Medusa, version 0.11 and written in Rust, installs in one command on supported platforms. It has 15 GitHub stars at https://github.com/jtshow/Medusa.

For Windows (native):

irm https://raw.githubusercontent.com/jtshow/medusa/main/install.ps1 | iex

For macOS or Linux:

curl -sSL https://raw.githubusercontent.com/jtshow/medusa/main/install.sh | bash

To build from source on any platform, first install Rust from https://rustup.rs, then:

git clone https://github.com/jtshow/medusa.git
cd medusa
cargo build --release

Place skills in a directory with SKILL.md files, one per skill (e.g., /path/to/skills/ai-ml/SKILL.md). Basic commands follow.
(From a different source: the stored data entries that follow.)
PR #80, opened 2023-03-31
Fix diagnostics in namespace (but with old commit oops)

Sleepful:
worked fine when ran with

`mix clean && NAMESPACE=1 mix release lexical --overwrite`

### DIFF
--- a/apps/common/lib/mix/tasks/namespace/release.ex
+++ b/apps/common/lib/mix/tasks/namespace/release.ex
@@ -4,21 +4,42 @@ defmodule Mix.Tasks.Namespace.Release do
   """
   use Mix.Task
 
-  def run([release_version_path, remote_control_ebin]) do
+  def run(_) do
+    release = Mix.Release.from_config!(:lexical, Mix.Project.config(), [])
+    release_path = release.path
+    release_version_path = release.version_path
+
+    app_names = ~w(remote_control common common_protocol server protocol)a
+    app_paths = Enum.map(app_names, fn app ->
+      vsn = Mix.Project.in_project(app, Mix.Project.apps_paths()[app],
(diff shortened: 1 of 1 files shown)


apps/common/lib/mix/tasks/namespace/release.ex
```diff
@@ -4,21 +4,42 @@ defmodule Mix.Tasks.Namespace.Release do
...
+    paths = script_paths ++ app_paths
 
     Enum.each(paths, fn p ->
       string = File.read!(p)
       # avoid replacing directory path with negative lookbehind:
       string = String.replace(string, ~r/(?<!\/)remote_control/, "lx_remote_control")
+      string = String.replace(string, ~r/(?<!\/)common(?!_)/, "lx_common")
+      string = String.replace(string, ~r/(?<!\/)common_protocol/, "lx_common_protocol")
+      string = String.replace(string, ~r/(?<!\/)server/, "lx_server")
+      string = String.replace(string, ~r/(?<![\/_])protocol/, "lx_protocol")
```
Sleepful, line 32: some of these are funny because e.g.

`protocol` should be replaced to `lx_protocol`
`common` should be replaced to `lx_common`
but
`common_protocol` should be replaced to `lx_common_protocol`

it should *not* replace to `lx_common_lx_protocol`

Sleepful: also this is a bit of a "hit and miss" job, I am assuming I don't need to add the `proto` app, because this worked fine. But through usage we find ze bugz.

scohen: why no pipeline?

Sleepful:
closing in favor of https://github.com/lexical-lsp/lexical/pull/89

Scan a directory for JSON output:

# macOS/Linux
medusa scan /path/to/skills

# Windows (adjust path)
& "C:\path\to\medusa.exe" scan C:\path\to\skills

Audit a single skill:

medusa audit /path/to/skills/ai-ml

Sample output:

=== Medusa Skill Audit Report ===

Skill: ai-ml (ai-ml), level: Godlike
  Experience: 100.0/100
  Confidence: 75%
  Metrics:
    - Content Length: 5966 chars
    - Code Blocks: 15
    - Step Instructions: 0
    - Technical Terms: 26
    - Complexity Score: 80.0/100
    - Value Score: 90.0/100

Generate an HTML report:

medusa html /path/to/skills report.html

This creates a dark-themed page with tier colors, progress bars, and skill details. It opens automatically in the browser.

Who this is for

Medusa targets developers building AI agents that rely on SKILL.md files for tool definitions. Frameworks like Hermes (add as a tool in .hermes/config.yaml), OpenClaw (via Python subprocess), or ClaudeCode/Codex (shell medusa scan <path>) integrate its JSON output directly. Use cases include ranking agent capabilities during development—scan a folder of 10-50 skills to spot weak ones (Common or below) needing more code blocks or terms.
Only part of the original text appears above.